Abstract:
Objective The fully automatic segmentation of glioma and its subregions is fundamental for computer-aided clinical diagnosis of tumors. In the segmentation process of brain magnetic resonance imaging (MRI), convolutional neural networks with small convolutional kernels can only capture local features and are ineffective at integrating global features, which narrows the receptive field and leads to insufficient segmentation accuracy. This study aims to use dilated convolution to address the problem of inadequate global feature extraction in 3D-UNet.
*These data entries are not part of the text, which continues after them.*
PR #743, opened 2026-08-05
fix: normalizer keeping empty src

hejsztynx:
# Summary

Now if no `src` attribute is present inside ``, the normalizer adds an empty one - `src=""`. This is done for the sake of structural consistency, which also fixed a couple of issues:

- on web, when you inserted an `` with no `src` attribute, the inline image would get dropped, whereas we want to still display the placeholder
- on iOS and Android, the parser would break if passed an empty `src` or no at all

## Test Plan

Set input's value with a `` tag and a `src=""`, `src="something" and no attribute at all. Each case should have the same effect - a placeholder inline image.

## Screenshots / Videos

iOS

Before:

https://github.com/user-attachments/assets/5fbd6bf4-1170-497e-a539-45fdc7509111

After:

https://github.com/user-attachments/assets/b794d6d9-e3f1-4622-88e3-d677c32812da

## Compatibility

| OS      | Implemented |
| ------- | :---------: |
| iOS     |    ✅     |
| Android |    ✅     |
| Web     |    ✅     |

## Checklist

- [x] E2E tests are passing

### DIFF
--- a/cpp/parser/GumboNormalizer.c
+++ b/cpp/parser/GumboNormalizer.c
@@ -491,7 +491,12 @@ static void emit_attributes(GumboElement *el, const char *tag_name,
   if (strcmp(tag_name, "a") == 0) {
     emit_one_attr(out, el, "href");
   } else if (strcmp(tag_name, "img") == 0) {
-    emit_one_attr(out, el, "src");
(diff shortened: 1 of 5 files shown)


kacperzolkiewski (approved):
LGTM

Methods 1) Algorithm construction: A 3D-UNet model with three pathways for more global contextual feature extraction, or 3DGE-UNet, was proposed in the paper. By using publicly available datasets from the Brain Tumor Segmentation Challenge (BraTS) of 2019 (335 patient cases), a global contextual feature extraction (GE) module was designed. This module was integrated at the first, second, and third skip connections of the 3D UNet network. The module was utilized to fully extract global features at different scales from the images. The global features thus extracted were then overlaid with the upsampled feature maps to expand the model's receptive field and achieve deep fusion of features at different scales, thereby facilitating end-to-end automatic segmentation of brain tumors. 2) Algorithm validation: The image data were sourced from the BraTs 2019 dataset, which included the preoperative MRI images of 335 patients across four modalities (T1, T1ce, T2, and FLAIR) and a tumor image with annotations made by physicians. The dataset was divided into the training, the validation, and the testing sets at an 8∶1∶1 ratio. Physician-labelled tumor images were used as the gold standard. Then, the algorithm's segmentation performance on the whole tumor (WT), tumor core (TC), and enhancing tumor (ET) was evaluated in the test set using the Dice coefficient (for overall effectiveness evaluation), sensitivity (detection rate of lesion areas), and 95% Hausdorff distance (segmentation accuracy of tumor boundaries). The performance was tested using both the 3D-UNet model without the GE module and the 3DGE-UNet model with the GE module to internally validate the effectiveness of the GE module setup. Additionally, the performance indicators were evaluated using the 3DGE-UNet model, ResUNet, UNet++, nnUNet, and UNETR, and the convergence of these five algorithm models was compared to externally validate the effectiveness of the 3DGE-UNet model.
Results 1) In internal validation, the enhanced 3DGE-UNet model achieved Dice mean values of 91.47%, 87.14%, and 83.35% for segmenting the WT, TC, and ET regions in the test set, respectively, producing the optimal values for comprehensive evaluation. These scores were superior to the corresponding scores of the traditional 3D-UNet model, which were 89.79%, 85.13%, and 80.90%, indicating a significant improvement in segmentation accuracy across all three regions (P<0.05). Compared with the 3D-UNet model, the 3DGE-UNet model demonstrated higher sensitivity for ET (86.46% vs. 80.77%) (P<0.05) , demonstrating better performance in the detection of all the lesion areas. When dealing with lesion areas, the 3DGE-UNet model tended to correctly identify and capture the positive areas in a more comprehensive way, thereby effectively reducing the likelihood of missed diagnoses. The 3DGE-UNet model also exhibited exceptional performance in segmenting the edges of WT, producing a mean 95% Hausdorff distance superior to that of the 3D-UNet model (8.17 mm vs. 13.61 mm, P<0.05). However, its performance for TC (8.73 mm vs. 7.47 mm) and ET (6.21 mm vs. 5.45 mm) was similar to that of the 3D-UNet model. 2) In the external validation, the other four algorithms outperformed the 3DGE-UNet model only in the mean Dice for TC (87.25%), the mean sensitivity for WT (94.59%), the mean sensitivity for TC (86.98%), and the mean 95% Hausdorff distance for ET (5.37 mm). Nonetheless, these differences were not statistically significant (P>0.05). The 3DGE-UNet model demonstrated rapid convergence during the training phase, outpacing the other external models.
Conclusion The 3DGE-UNet model can effectively extract and fuse feature information on different scales, improving the accuracy of brain tumor segmentation.